[Stored items]
# # # # # # #

PR #1011, opened 2019-05-30
(maint) Temporarily pin cri gem so that r10k works for test setup

donoghuc:
It appears that the new cri release (2.15.7) introduces a breaking change to r10k which is used to install modules for integration tests. This commit temporarily pins cri to a compatible version.


donoghuc:
Note that `bolt puppetfile install` appears to be unaffected by this. This change is only necessary for CI testing.

donoghuc:
oh fun. looks like a new rubocop today too.

donoghuc:
r10k work ticketed with https://tickets.puppetlabs.com/browse/RK-342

# # # # # # #

• What to produce: Without changing a single word, reproduce the entries above.

• Answer:
PR #1011, opened 2019-05-30
(maint) Temporarily pin cri gem so that r10k works for test setup

donoghuc:
It appears that the new cri release (2.15.7) introduces a breaking change to r10k which is used to install modules for integration tests. This commit temporarily pins cri to a compatible version.


donoghuc:
Note that `bolt puppetfile install` appears to be unaffected by this. This change is only necessary for CI testing.

donoghuc:
oh fun. looks like a new rubocop today too.

donoghuc:
r10k work ticketed with https://tickets.puppetlabs.com/browse/RK-342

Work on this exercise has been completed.